I am bashing my head against Java's Temporal API. I can't find anything in the Java Docs or anywhere else that'll answer what I need to do. I simply need to at 1,000,000,000 seconds to a date and return the date, calculating the moment someone lived a billion seconds (somewhere around 30 years.)
public Temporal getGigasecondDate(Temporal given) {
final long gigasecond = 1000000000;
final long gigaDays = gigasecond / 60 / 60 / 24;
Duration amount = Duration.ofDays(gigaDays);
Temporal date = amount.addTo(given);
return date;
}
I get an error saying Exception in thread "main" java.time.DateTimeException: Unit must be Years, Months or Days, but was Seconds
and I can't for the life of me find a way in the JavaDocs, or anywhere else, figure out how to get the unit to years, months, or days.
All I need to do, is return a Temporal object that states the moment someone has lived a billion seconds.
ZonedDateTime.of( // Mom gave birth at 3 AM in year 2000, New Zealand time.
2000 , 1 , 23 , 3 , 45 , 0 , 0 , ZoneId.of( "Pacific/Auckland" )
) // Returns a `ZonedDateTime` object.
.plus(
Duration.ofSeconds( 1_000_000_000L ) // A billion seconds.
) // Returns another `ZonedDateTime` object. Immutable objects in *java.time* means we get a fresh object rather than “mutating” (altering) the original.
.toString() // Generate a `String` representing the value of our `ZonedDateTime` object, using standard ISO 8601 format wisely extended to append the name of the time zone in square brackets.
2031-10-01T05:31:40+13:00[Pacific/Auckland]
The Answer by Andreas is correct. Here are a few more thoughts.
Temporal
The documentation for java.time explains that generally in an app you should be using the concrete classes rather than the interfaces and superclasses. To quote from Temporal
interface:
This interface is a framework-level interface that should not be widely used in application code. Instead, applications should create and pass around instances of concrete types, such as LocalDate. There are many reasons for this, part of which is that implementations of this interface may be in calendar systems other than ISO. See ChronoLocalDate for a fuller discussion of the issues.
[add] 1,000,000,000 seconds to a date and return the date,
Determine the moment of the person's birth.
LocalDate ld = LocalDate.of( 2000 , Month.JANUARY , 23 ) ;
LocalTime lt = LocalTime.of( 3 , 45 ) ; // Mom gave birth at 3 AM in New Zealand time.
ZoneId z = ZoneId.of( "Pacific/Auckland" ) ;
ZonedDateTime zdt = ZonedDateTime.of( ld , lt , z ) ;
See that same moment in UTC, if useful.
Instant instant = zdt.toInstant() ;
Define the amount of time to add.
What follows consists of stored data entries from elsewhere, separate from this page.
PR #688, opened 2019-11-14
Add test for repoquery --unsatisfied when kernel has missing dependencies

pkratoch:

PR #720, opened 2019-12-05
Add steps to fake kernel release

pkratoch:
Separated from PR https://github.com/rpm-software-management/ci-dnf-stack/pull/688 so that it can be merged sooner.

### DIFF
--- a/dnf-behave-tests/features/steps/cmd.py
+++ b/dnf-behave-tests/features/steps/cmd.py
@@ -71,6 +71,38 @@ def faketime_today(context, when):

The Duration
class represents a span of time not attached to the timeline.
Duration d = Duration.ofSeconds( 1_000_000_000L ) ;
Add.
ZonedDateTime zdtLater = zdt.plus( d ) ;
Or, in UTC (same moment, different wall-clock time).
Instant instantLater = instant.plus( d ) ;
See this code run live at IdeOne.com .
zdt.toString(): 2000-01-23T03:45+13:00[Pacific/Auckland]
instant.toString(): 2000-01-22T14:45:00Z
d.toString(): PT277777H46M40S
zdtLater.toString(): 2031-10-01T05:31:40+13:00[Pacific/Auckland]
instantLater.toString(): 2031-09-30T16:31:40Z
If you care for only the date, without the time-of-day and without the time zone, extract a LocalDate
.
LocalDate ldLater = zdtLater.toLocalDate() ;
You can call plus(long amountToAdd, TemporalUnit unit)
, with unit as ChronoUnit.SECONDS
:
public static Temporal getGigasecondDate(Temporal given) {
return given.plus(1_000_000_000, ChronoUnit.SECONDS);
}
Test
System.out.println(getGigasecondDate(LocalDateTime.of(2000, 1, 1, 0, 0)));
System.out.println(getGigasecondDate(ZonedDateTime.of(2000, 1, 1, 0, 0, 0, 0, ZoneId.of("America/New_York"))));
Output
2031-09-09T01:46:40
2031-09-09T02:46:40-04:00[America/New_York]
So, someone born at midnight on Jan 1, 2000 will be 1 billion seconds old on Sep 9, 2031 at 1:46:40 AM, assuming no Daylight Savings Time.
If they lived in New York, it would be at 2:46:40 AM EDT.